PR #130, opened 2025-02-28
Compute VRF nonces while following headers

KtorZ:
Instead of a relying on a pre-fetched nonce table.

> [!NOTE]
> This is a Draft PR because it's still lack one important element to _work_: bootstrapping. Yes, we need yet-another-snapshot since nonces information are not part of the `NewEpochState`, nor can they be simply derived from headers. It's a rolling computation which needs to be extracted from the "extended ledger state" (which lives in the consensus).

-*-

Task description ▸ The answer should hold the lines from the one containing "Compute VRF nonces while following headers" through the end of the entries above, set down exactly, with both ends included.

Output for this exercise ▸
Compute VRF nonces while following headers

KtorZ:
Instead of a relying on a pre-fetched nonce table.

> [!NOTE]
> This is a Draft PR because it's still lack one important element to _work_: bootstrapping. Yes, we need yet-another-snapshot since nonces information are not part of the `NewEpochState`, nor can they be simply derived from headers. It's a rolling computation which needs to be extracted from the "extended ledger state" (which lives in the consensus).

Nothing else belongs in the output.